Benitah Nicole R, Sobrin Lucia, Papaliodis George N
Department of Ophthalmology, Massachusetts Eye and Ear Infirmary, Harvard Medical School, Boston, MA 02114, USA.
Semin Ophthalmol. 2011 Jul-Sep;26(4-5):295-303. doi: 10.3109/08820538.2011.588665.
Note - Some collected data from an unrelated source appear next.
Issue #1311, opened 2021-04-10
File modified indicator 


tomtom:
#### General information

* **App version:** 2.6.0
* **System:** Chrome OS, Android R

#### Description

There currently is no indicator whether a file was modified or not. Most editors provide some marker to tell users whether the file is "dirty" and needs to be saved. It would be nice if Markor did this too. Some editors append a star/asterisk (*) to the filename (displayed in the tab) in order to indicate the file status.

Issue #1303, opened 2021-04-03
[feature request] option to disable auto save


JunkyardCat:
Hi is it possible to add an option to manually save files?. The default settings will still be auto save so that other people who likes auto save dont need to change anything

gsantner:
There is an button to manually save at any time. disable auto save is not planned currently, too many tears because people kill the app and forget to save.

JunkyardCat:
@gsantner 
Im not saying to disable auto save by default. Just have the option to disable auto save for users like me.

What this means is that auto save will still be here but can be disabled by going into option

harshad1:
Note that many actions operate on the file (file information, for example) and not the text view contents. These implicitly save the file.

JunkyardCat:
@harshad1 
I see but im fine looking at outdated info if ever i will look up file information while editing before saving the file

JunkyardCat:
i checked the thread you mentioned @dnngll but i have to disagree. i just want an option to switch to normal mode i ma not saying to remove auto save i just want an option to choose to manual save.

so what this means is that all user will be defaulted to have auto save

dnngll:
Hello @JunkyardCat,

thanks for your input. I don't quite get your point though: We want different things, and one doesn't negate the other (however, @gsantner already stated that he's not planning to implement #1303). Or did I misunderstand?

In https://github.com/gsantner/markor/issues/1419#issuecomment-904016195 I was just referring to @gsantner's comment because I thought, that https://github.com/gsantner/markor/issues/1419#issuecomment-904013447 wasn't valid.

gsantner:
hello, there is already #1419 about this topic. Please have this discussion there.

And let's see what future brings.

gsantner:
One pretty simple thought: What if you get a button at the top toolbar - `Close file without saving`. Clicking it closes the file and the original file remains as is. No settings option or alike.

Manual save button is available as well, since quite some time now.

Would this solve the problem?

JunkyardCat:
@gsantner 

Can i ask what is it that wont work out? can you give more concrete example? is it the viewing real time of markdown file in preview mode? is it the auto parsing of todo?

For me I think itll work out. On top of my head i think the one thing thatll not work as expected is the preview of the markdown when clicking the preview button since its not yet saved and also i guess the todo wont be able to auto apply its thing(i dont really know whats it called. its the one where you put in carriage return and it automatically parses the entry before accordingly).
i can live without those things.

tengucrow:
[...]

PR #1516, opened 2021-12-02
File change state indication & general improvements

harshad1:
This PR addresses #1311 

~~`*` is added to the end of the filename if the file is currently dirty~~ Save icon is used to indicate if the file has changed

TODO:
- [x] Add `*` in `MainActivity`
- [x] Fix title alignment


app/src/main/java/net/gsantner/markor/activity/DocumentEditFragment.java
```diff
@@ -673,21 +685,22 @@ public boolean onBackPressed() {
     // Save the file
     // Only supports java.io.File. TODO: Android Content
     public boolean saveDocument(boolean forceSaveEmpty) {
-        if (isAdded() && _hlEditor != null && _hlEditor.getText() != null) {
+        if (_isTextChanged && isAdded() && _hlEditor != null && _hlEditor.getText() != null) {
```
harshad1, line 688: Only writing if `_isTextChanged == true`. Should address several cases from #1303 etc

app/src/main/java/net/gsantner/markor/model/Document.java
```diff
@@ -192,6 +195,15 @@ public static Document fromArguments(Context context, Bundle arguments) {
         return document;
     }
 
+    private void setHash(final String s) {
+        _lastLength = s.length() ;
+        _lastHash = FileUtils.crc32(s.getBytes());
+    }
+
+    public boolean isDataSame(final String s) {
+        return s.length() == _lastLength && FileUtils.crc32(s.getBytes()) == _lastHash;
```
harshad1, line 204: Using a fast length comparison first

app/src/main/java/net/gsantner/markor/activity/MainActivity.java
```diff
@@ -403,7 +397,9 @@ public void onFsViewerConfig(FilesystemViewerData.Options dopt) {
                 public void onFsViewerDoUiUpdate(FilesystemViewerAdapter adapter) {
                     if (adapter != null && adapter.getCurrentFolder() != null && !TextUtils.isEmpty(adapter.getCurrentFolder().getName())) {
                         _appSettings.setFileBrowserLastBrowsedFolder(adapter.getCurrentFolder());
-                        _toolbar.setTitle(adapter.areItemsSelected() ? "" : getFileBrowserTitle());
+                        if (_viewPager.getCurrentItem() == 0) {
+                            _toolbar.setTitle(adapter.areItemsSelected() ? "" : getFileBrowserTitle());
+                        }
```
harshad1, line 402: Prevent title from being set unless we are in the file browser. Otherwise the title for startup tab is always 'Markor' even when, say, quicknote is used as startup

app/src/main/java/net/gsantner/markor/activity/MainActivity.java
```diff
@@ -363,17 +333,41 @@ public String getFileBrowserTitle() {
...
 
-        if (pos > 0 && pos < 3) {
-            permc.doIfExtStoragePermissionGranted(); // cannot prevent bottom tab selection
+        if (pos != tabIdToPos(R.id.nav_notebook)) {
+            restoreDefaultToolbar();
+        }
+
+        if (pos == tabIdToPos(R.id.nav_quicknote) || pos == tabIdToPos(R.id.nav_todo)) {
+            // cannot prevent bottom tab selection
+            new PermissionChecker(this).doIfExtStoragePermissionGranted();
```
harshad1, line 370: Cleanups. These seem to work fine. Will report after extensive testing.

app/src/main/java/net/gsantner/markor/activity/MainActivity.java
```diff
@@ -312,38 +308,12 @@ public void onBackPressed() {
...
-            case R.id.nav_notebook: {
-                _viewPager.setCurrentItem(0);
-                _toolbar.setTitle(getFileBrowserTitle());
-                return true;
-            }
+        _viewPager.setCurrentItem(tabIdToPos(item.getItemId()));
+        return true;
+    }
 
-            case R.id.nav_todo: {
```
harshad1, line 325: All of this is redundant with `onViewPagerPageSelected`. Removed

gsantner:
did you notice any craah/issue on the latest update?

harshad1:
> did you notice any craah/issue on the latest update?

No, but I am using this branch

app/src/main/java/net/gsantner/markor/model/Document.java
```diff
@@ -192,6 +194,14 @@ public static Document fromArguments(Context context, Bundle arguments) {
         return document;
     }
 
+    private void setContent(final String s) {
+        _lastContent = s;
```
harshad1, line 198: Just storing the content for comparison instead of hash. Simpler and faster. We can try something fancy like storing the hash if content is very large. But in practice, I don't think this will be a problem.

gsantner: what was the reason why we scraped the previous one where we already used & stored hash? just that it's crc32 instead of md5 now

harshad1: I thought about it and I don't think using a hash is any better than just storing the content. 

Options are:
1. crc32 - fast, low chance of collision
2. sha512 - slower, very low change of collision
3. store full text - fastest, 0 chance of collision. But potential extra memory consumption.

Behçet's Disease (BD) is a multisystem inflammatory disorder of uncertain etiology with a variety of potential manifestations throughout the body, and its ocular complications are some of its most devastating. Treatment with immunosuppressive agents has improved outcomes, but many patients suffer from disease that responds poorly to conventional therapies. Because of this, therapy with a variety of biological response modifiers has been employed. The earliest was interferon-α, and a multitude of reports have described its benefits for the uveitis associated with Behçet's Disease. Many patients enjoy durable remissions of their ocular inflammatory disease even after discontinuation of therapy, but side-effects are almost universal and some can be dangerous. Of the newer biological response modifiers, infliximab, a monoclonal antibody to TNF-α, has been most extensively studied. It is reported to be rapidly effective in many cases of Behçet's Disease uveitis, though with conflicting data as to the ability to induce durable remission after cessation of treatment. Side-effects are relatively rare, but may be serious. Several reports have been published on the use of other biologic agents, including adalimumab (a humanized antibody to TNF-α), etanercept (a molecule that resembles the TNF-α receptor), and rituximab (an antibody to CD20 that depletes the body of CD20-positive B cells). Of the three of these, adalimumab has the most promising initial evidence, etanercept has very few positive reports in patients with BD uveitis (and is likely ineffective in uveitis in general), and rituximab is lacking data. Although randomized controlled trials are almost completely lacking, currently available evidence is promising that biologic agents can prove an invaluable addition to the armamentarium of the practitioner treating patients with BD uveitis.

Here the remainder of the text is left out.